(Dataset entries)
PR #548, opened 2019-02-20
monitos4x: host/services acknowledged fix

froehl:
monitos4x: host/services acknowledged fix for filters


froehl:
@HenriWahl Thx!

Issue #547, opened 2019-02-19
Latest build does not show custom actions for Nagios checks that are showing as down


chaoscreater:
If there's a host that is shown as down in Nagios, Nagstamon does not show any custom actions in the context menu. If you click on any other service or hosts, the custom actions will show up fine.

![image](https://user-images.githubusercontent.com/18227319/52988914-0f544400-3466-11e9-8bae-9c69ebc8fb68.png)

HenriWahl:
Yes, I can confirm this and it is... a bug. Will check this soon.

HenriWahl:
Please check latest available testing binaries.

PR #555, opened 2019-03-08
Fix for missing custom actions for hosts (#547)

Massl123:
I think i have found the issue with #547.
Please check if this is correct. I might have misunderstood the value here.
But with this change the actions are shown and the regular expressions for actions still seem to work.


HenriWahl:
@Massl123 can you check https://github.com/HenriWahl/Nagstamon/issues/558?

Massl123:
> 
> 
> @Massl123 can you check #558?

Yes, see #559

PR #561, opened 2019-03-17
Sensu and standalone checks causes Nagstamon to crash

gtufte:
new_sevice.site and status set to string so that the join function in Objects.py is satisfied and will not crash since it expects strings. POSTing to the Sensu API to recheck a standalone check is by design not supported and would cause Nagstamon to crash when trying to recheck all services


HenriWahl:
Thanks!

PR #562, opened 2019-03-18
Rechecking the Sensu keepalive service makes Nagstamon crash

gtufte:
Asking the SensuAPI to recheck the keepalive service makes Nagstamon crash, results for this service must come from the client. Also, you shouldn't have to be running Nagstamon in debug mode to be able to avoid crashing Nagstamon when testing/rechecking standalone services


HenriWahl:
👍

PR #567, opened 2019-04-15
Validation for the upcoming Centreon 19.04

BenoitPoulet:
Hello,

I run tests against the upcoming Centreon 19.04, everything seems fine.
So i wrote something in the code for debug.


HenriWahl:
Latest version 3.3-20190415 comes now with your changes.

PR #587, opened 2019-08-01
Fix missed mouse out to hide status window

ponchofiesta:
When moving the mouse too fast in and out of the indication window the status window is not hidden correctly and still shown. You have to move the mouse again over and out of the status window slowly.

This PR adds a timer that checks the mouse position and hides the window if it is not under the mouse.

### DIFF
--- a/Nagstamon/QUI/__init__.py
+++ b/Nagstamon/QUI/__init__.py
@@ -1604,6 +1604,29 @@ class StatusWindow(QWidget):
                 if conf.icon_in_systray or conf.statusbar_floating:
                     self.hide_window()
 
+            # If the mouse cursor drives too fast over and out the window will not be hidden.
+            # Thus we check again with this timer to catch missed mouse-outs.
+            self.periodically_check_window_under_mouse_and_hide()
+
+    def periodically_check_window_under_mouse_and_hide(self):
+        """
+        Periodically check if window is under mouse and hide it if not
+        """
+        if not self.hide_window_if_not_under_mouse():
+            QTimer.singleShot(1000, self.periodically_check_window_under_mouse_and_hide)
+
+    def hide_window_if_not_under_mouse(self):
+        """
+        Hide window if it is under mouse
+        """
+        mouse_x = QCursor.pos().x()
+        mouse_y = QCursor.pos().y()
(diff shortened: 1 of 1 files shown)


ponchofiesta:
OK, I'm using QTimer instead of threading.Timer now. Do I need @pyqtSlot annotation? It works without so far.

HenriWahl:
Cool - Looks better this way I thinkm. @pyqtslot is unnecessary because your method is not used in a signal-slot-context.

HenriWahl:
Would be interesting if this will fix the similar problem with running Nagstamon in a Wayland session as XWayland application being displayed over a real Wayland application like Gnome Terminal. There it never closes because it got no notice that the pointer left the XWayland window.

ponchofiesta:
I have neither and can not test it but I think so.

HenriWahl:
Now available at https://nagstamon.ifw-dresden.de/download/#testing

HenriWahl:
I found something: can you please build in a check, if there is a context menu open? Otherwise the window closes while selecting something from action context menu... :-(

ponchofiesta:
Currently I have a workaround using `qApp.widgetAt(mouse_pos)`. But this only works as long as the mouse is over the context menu (or drop down list).

I did not find a way to check whether the window has any blocking windows open (like modal windows, context menus, drop down list). Thus every single trigger event must be catched to save the state of opened windows. Any other ideas?

HenriWahl:
I think I remember to use some lock to avoid refreshing of the view while a menu is open - might be recycled there. If I find the time to look for it I might do - maybe you are faster :-)

HenriWahl:
I found another bug: my: my default setting is "close if clicking somewhere", but now the popup closes every time the mouse is moved out. I think the setting should be respected.

ponchofiesta:
Yes, I noticed it too. :) I already fixed it in my local development branch. And I think I've found a fix for the other problem...

HenriWahl:
:+1:

ponchofiesta:
see #596

ponchofiesta:
Yes, I'll check that.

HenriWahl:
I fixed it with https://github.com/HenriWahl/Nagstamon/commit/87e6ef08fe11833eeb8f685c0026c13a73b0cf94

What you should do:
Only the lines that hold the word "QTimer" are wanted; each should be pulled from the records.

Completed task:
+            QTimer.singleShot(1000, self.periodically_check_window_under_mouse_and_hide)
OK, I'm using QTimer instead of threading.Timer now. Do I need @pyqtSlot annotation? It works without so far.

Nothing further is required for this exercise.